In some respects this has been the case for years. Russians do not use Google but Yandex, a search engine headquartered in Moscow where it is subject to Vladimir Putin’s security laws. Likewise Chinese smartphone users have access to an array of censored and monitored versions of Facebook, Twitter and WhatsApp.
Western technology companies – software and hardware – have always been shut out of the Chinese market to a great extent. The change we are now witnessing is a response in kind, which security hawks might say is not before time. Huawei is by far the biggest loser in all of this. It had managed to break down barriers of culture and language to conquer international markets for telecoms equipment. Huawei, the global number one, has become by far China’s greatest success in the hi-tech growth markets that the politburo in Beijing aspires to take a major role in.
While it will still be able to sell its equipment in large parts of Europe, including Germany, the loss of Britain as a customer is a heavy blow. The landmark network core equipment deal Huawei signed with BT in 2005 was its international launch pad, a seal of approval that opened doors to telecoms procurement departments around the world.
In that light it was unsurprising that China last week to warned darkly that a ban on Huawei will make it an enemy of Britain.

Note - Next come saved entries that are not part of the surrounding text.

PR #843, opened 2022-02-08
Update Optimism chain info

bdresser:
Following up on conversation in https://github.com/ethereum-lists/chains/pull/203 – updating Optimism's currency symbol to keep in line with emerging standard across wallets & apps. 

cc @ligi

### DIFF
--- a/_data/chains/eip155-10.json
+++ b/_data/chains/eip155-10.json
@@ -5,11 +5,11 @@
   "faucets": [],
   "nativeCurrency": {
     "name": "Ether",
-    "symbol": "OETH",
+    "symbol": "ETH",
     "decimals": 18
   },
   "infoURL": "https://optimism.io",
-  "shortName": "oeth",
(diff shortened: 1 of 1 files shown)


_data/chains/eip155-10.json
```diff
@@ -5,11 +5,11 @@
   "faucets": [],
   "nativeCurrency": {
     "name": "Ether",
-    "symbol": "OETH",
+    "symbol": "ETH",
     "decimals": 18
   },
   "infoURL": "https://optimism.io",
-  "shortName": "oeth",
+  "shortName": "eth",
```
ligi, line 12:
```suggestion
  "shortName": "oeth",
```

ligi:
OK after having some more discussion around it I decided to merge it now - but except the short name change - the short name MUST be unique - this is a hard requirement e.g. for TREZOR and eip-3770 - no chance there can be a collision

PR #853, opened 2022-02-09
Add Nebula Testnet

nova-network-inc:


ligi (changes requested):
Same as the other one - you need to rebase to master so that the icon is included

nova-network-inc:
> Same as the other one - you need to rebase to master so that the icon is included

Hi, I'm quite lost here, do I commit again for both networks, with separate icon directories?

PR #875, opened 2022-02-13
Add HTTPS RPCs and Explorer

nova-network-inc:
Added secure RPCs and Explorer.


nova-network-inc:
> do you have an tx hash and address so I can check EIP3091 compatibility?

Sure, here https://explorer.novanetwork.io/tx/0xef31297c08dba111f00577c79bb2945da02dbadc64ff06289655e0915d0d23ea

PR #908, opened 2022-02-21
teleport testnet

KaelTop:
Add [Teleport](https://teleport.network/) Testnet Chain ID **8001**

Docs: https://chain-docs.teleport.network

Get Chain ID:

```bash
curl -X POST -H "Content-Type: application/json" -d '{"jsonrpc":"2.0","method":"net_version","params":[],"id":67}' https://evm-rpc.testnet.teleport.network | jq .result
```


ligi (changes requested):
The icon musb e on ipfs://

PR #917, opened 2022-02-22
Update eip155-9000.json

litvinsky:
Hi from Evmos team! Can you please update our settings? We started up a new testnet!


ligi:
thanks! PS: if you send some testnet ether to https://fauceth.komputing.org/address then I can add you there - would have e.g. the feature that e.g. wallets can direclty pass an address & this way make it easier for users.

The company will “survive and prosper”, we were assured, but it is safe to assume China will be grappling with the anger stage of grief for some time yet. The culture secretary Oliver Dowden will stand up in the Commons on Tuesday to deliver the coup de grâce in the form of a deadline for the removal of kit from “high-risk vendors” as soon as 2025.
There is no doubt this will be a serious undertaking for those telecoms operators who have come to rely on Huawei. Yet anyone who has been in or around the industry knows that warnings from executives of blackouts and slow deployment of 5G in the UK should not be received as reliable.
Such claims are issued almost boilerplate whenever telecoms operators are asked to do something they don’t want to do. Unfortunately for them, effective regulation has created an industry structure and competitive dynamics that have always meant new network technologies are deployed as soon as possible.